流鼻血!他在記憶裏搜索著:都多少年沒有過的糗事了!好好的清晨,大煞風景。
林覓看到他的鼻血不停地往外湧,嚇得花容失色。她拿手絹試著給他堵著,卻發現毫無用處。
“別弄髒了你的衣服,離我遠點吧。這不是槍傷,自己流一會就沒事了。”
她知道他很難受,很擔心他的身體。再讓他就這麽流下去,補血的藥都白吃了。
她想安慰他,就沒有走,拿了床頭櫃裏的棉花,輕柔給他擦著。
這一次林一堂是給傷到了心。比起差點要了命的槍傷,看不見的情傷要嚴重得多。前者可以手術可以上藥,後者卻是毫無辦法,藥引子有且隻有一個。
他終於把憋了很久的話,當著她的麵說了。
“在你沒有愛上我之前,請不要對我這麽好。給我希望,又親手將希望毀滅,這多麽殘忍啊。如果我死了能讓你記一輩子,我寧可不要醒來。”

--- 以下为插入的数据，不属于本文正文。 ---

PR #404, opened 2017-01-21
All Common Components now have GetCommonComponent methods

coderconvoy:
Each CommonComponent now has a GetCommonComponent method.

eg 
```
func (sc *SpaceComponent) GetSpaceComponent() *SpaceComponent{
    return sc
}
```

All common systems, with Add methods now also have an AddByInterface method, using the GetCommonComponent methods as required methods.  These are of course propogated to the container of the objects, so each entity, with a component automaticalle implements the required interface.

I have also created a Pull request in ecs to make sure GetBasicEntity is also available

At the user end, they can create the objects in the same way as before, but now they can add the object to the system using the AddByInteface()

eg
```
sys.AdByInterface(ob)
```

which is much simpler than 
```
sys.Add(ob.BasicEntity,ob.SpaceComponent,on.OtherComponent)
```

And doesn't require the user to remember the order.

### DIFF
--- a/common/animation.go
+++ b/common/animation.go
@@ -94,6 +94,11 @@ func (ac *AnimationComponent) NextFrame() {
 	}
 }
 
+// GetAnimationComponent provides container classes with interface for access to Component
+func (ac *AnimationComponent) GetAnimationComponent() *AnimationComponent {
+	return ac
+}
+
 // AnimationSystem tracks AnimationComponents, advancing their current animation.
 type AnimationSystem struct {
 	entities map[ecs.BasicEntity]animationEntity
@@ -110,6 +115,16 @@ func (a *AnimationSystem) Add(basic *ecs.BasicEntity, anim *AnimationComponent, 
 		a.entities = make(map[ecs.BasicEntity]animationEntity)
 	}
 	a.entities[*basic] = animationEntity{anim, render}
+}
+
+// AddByInterface is a Simpler outward facing equivilant of Add, as long as the object meets the interface it can be added safely. Each Component, should provide these methods, so that entities automatically fulfull the interface
+func (a *AnimationSystem) AddByInterface(ob interface {
+	GetBasicEntity() *ecs.BasicEntity
+	GetAnimationComponent() *AnimationComponent
+	GetRenderComponent() *RenderComponent
+}) {
+	a.Add(ob.GetBasicEntity(), ob.GetAnimationComponent(), ob.GetRenderComponent())
+
 }
 
 // Remove stops tracking the given entity.
--- a/common/audio.go
+++ b/common/audio.go
@@ -37,10 +37,21 @@ func (ac *AudioComponent) SetVolume(volume float64) {
 	ac.player.SetVolume(volume * MasterVolume)
 }
 
+func (ac *AudioComponent) GetAudioComponent() *AudioComponent {
+	return ac
+}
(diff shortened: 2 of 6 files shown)


coderconvoy:
I'm not sure what this comment means, or how to respond to it. I quite new to git.

common/animation.go
```diff
@@ -112,6 +117,16 @@ func (a *AnimationSystem) Add(basic *ecs.BasicEntity, anim *AnimationComponent,
 	a.entities[*basic] = animationEntity{anim, render}
 }
 
+// AddByInterface is a Simpler outward facing equivilant of Add, as long as the object meets the interface it can be added safely. Each Component, should provide these methods, so that entities automatically fulfull the interface
+func (a *AnimationSystem) AddByInterface(ob interface {
```
otraore: Declare the interface elsewhere so it's not inlined

common/audio.go
```diff
@@ -37,12 +37,23 @@ func (ac *AudioComponent) SetVolume(volume float64) {
 	ac.player.SetVolume(volume * MasterVolume)
 }
 
+func (ac *AudioComponent) GetAudioComponent() *AudioComponent {
```
otraore: Documentation like the other functions

common/audio.go
```diff
@@ -37,12 +37,23 @@ func (ac *AudioComponent) SetVolume(volume float64) {
...
+	return ac
+}
+
 type audioEntity struct {
 	*ecs.BasicEntity
 	*AudioComponent
 	*SpaceComponent
 }
 
+//interface for adding audio entities using AddByInterface
```
otraore: Not [godoc style documentation](https://blog.golang.org/godoc-documenting-go-code)

common/collision.go
```diff
@@ -126,6 +131,10 @@ type CollisionComponent struct {
 	Collides    bool // Collides is true if the component is colliding with something during this pass
 }
 
+func (cc *CollisionComponent) GetCollisionComponent() *CollisionComponent {
```
otraore: This is also missing documentation

common/collision.go
```diff
@@ -126,6 +131,10 @@ type CollisionComponent struct {
...
+	return cc
+}
+
 type CollisionMessage struct {
```
otraore: Documentation

common/collision.go
```diff
@@ -139,6 +148,12 @@ type collisionEntity struct {
 	*SpaceComponent
 }
 
+type Collisioner interface {
```
otraore: You switched naming conventions, this can be confusing. You went from `SystemInterface` to `Systermer`

coderconvoy: These are good thoughts.  I did change styles half way through as I was doing it, partly to see which I prefered.  I've been using it for a month now, and I think I know how it can be done better.

I want to get rid of the "Get"  part  of Get__Component etc , but the problem is, the parent object will hold the object and inherit the method, so I can't call it the same name as the object as this will cause confusion possibly to the compiler and definitly to some programmers.

I'm going to re-edit and make a new pull request shortly

coderconvoy:
I've put up the new pull request now. so ignore this one.

coderconvoy:
OK, found, I had accidently edited a binary file in the second attempts, so I have closed that one too.

#414 should be the one you want now

PR #410, opened 2017-02-24
New method SpaceComponent.GetCenter()

countcb:
This method gets the center position of the space component instead of its top-left point.
The go idiomatic way would be to rename Center(p) to SetCenter(p) and GetCenter() to Center(). But since that change would break backwards-compability I went for GetCenter() as the new method name.

If you would like the methods to be renamed to SetCenter(p) and Center() I can change the commit accordingly. As a first time contributor I think it is not up to me to decide whether or not a change like this should break backwards-compability. :)


countcb:
Will repost this with own branch instead of using master branch.

PR #411, opened 2017-02-24
Fixed legacyShader.Draw() to draw Circle borders in the correct color.

countcb:


countcb:
Rebased this onto the current master branch.

PR #412, opened 2017-02-24
Added Get__Component methods, and interfaces, and all the AddByInterf…

coderconvoy:
…ace methods

This is the updated pull request, I hope I have done this right, I'm relatively new to using Git.

This Pull request adds a File full of useful interfaces.  called interfaces.go, and adds the Get__Component Methods to each Component Type.
The methods are still called Get__ as I removeing the Get, made a name collision, within the parent objects.  

The "AddByInterface" methods which allow Systems to add an Entity as one parameter long as it has the correct components are all directly after the Add method which they call.

interface_test.go has also been added, and this tries all of the AddByInterface methods and checks the objects are added, and removable.

For this update to be effective, it will also be helpful to pull the request on Engo.ecs to give ecs.BasicEntity a GetBasicEntity Method, then all of this will work together.

### DIFF
--- a/common/animation.go
+++ b/common/animation.go
@@ -112,6 +112,11 @@ func (a *AnimationSystem) Add(basic *ecs.BasicEntity, anim *AnimationComponent, 
 	a.entities[*basic] = animationEntity{anim, render}
 }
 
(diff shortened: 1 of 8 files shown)


coderconvoy:
Ooops, I accidently changed a binary file, and some stuff in Adventure.go as I was experimentting with that a few days ago, I didn't realise that would get pulled into the commit.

林覓聽完他說的每一個字,心裏充滿歉疚。可是她也弄不明白,自己的情感到底是進了個什麽樣的狀態。她對他的確也是有感情的,否則不會這般上心。這段日子裏,她對他的點滴照顧,讓來打針送藥的護士見了都佩服她的細心體貼。她的內心世界需要趕緊在兩人之間做個選擇,但在客觀世界裏,父母已經替她選好了。
等他鼻血止住,她才扶他去了外麵房間的那張床。帶血的床單看著太紮心,她迫不及待地要換掉它,以減輕心中的愧疚感。

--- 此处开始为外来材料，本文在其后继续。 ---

PR #413, opened 2017-02-24
New method SpaceComponent.Center()

countcb:
This method gets the center position of the space component instead of its top-left point.
The go idiomatic way would be to rename Center(p) to SetCenter(p) and GetCenter() to Center(). But since that change would break backwards-compability I went for GetCenter() as the new method name.

If you would like the methods to be renamed to SetCenter(p) and Center() I can change the commit accordingly. As a first time contributor I think it is not up to me to decide whether or not a change like this should break backwards-compability. :)

### DIFF
--- a/common/collision.go
+++ b/common/collision.go
@@ -25,6 +25,15 @@ func (sc *SpaceComponent) Center(p engo.Point) {
 	sc.Position.Y = p.Y - yDelta
 }
 
+// GetCenter gets the center position of the space component instead of its
+// top-left point (this avoids doing the same math each time in your systems)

林一堂目送她抱著床單出了門,沒有追出去。鼻子裏的棉花團吸了血很沉,搞得他頭暈目眩,一時有些辨不清方向。
待林覓抱著新床單回來,他已經靠著床頭又睡著了。她看到他的臉色不太好,急忙過來看。摸到他的手,溫度偏涼。她慌亂地扶他躺下,蓋好被,跑出去找大夫。

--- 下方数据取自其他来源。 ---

PR #414, opened 2017-02-24
Get__Component and AddByInterface

coderconvoy:
Attempt 3:

Created a new file called interfaces.go, which defines interfaces to requiring Get__Component methods to allow AddByInterface methods to recieve an interface, instead of a list of components

Added AddByInterface methods to all common systems that have an Add method.  These receive an interface defined in interfaces.go, to make adding an entity to a system work with a single parameter.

章文軒結束了一夜的工作,準備換衣回去休息。她突然出現在門口,讓他的第一反應就是:不好,可能又有事了。
“林少爺他還好嗎?”
“一大早流鼻血,現在睡了,手很涼。我很怕。”
“流鼻血?”章文軒簡直不敢相信,“是不是受了什麽刺激?照顧他要特別小心,他才度過危險期,不能胡來。”
她一麵哭著,一麵把發生的情況告訴了他。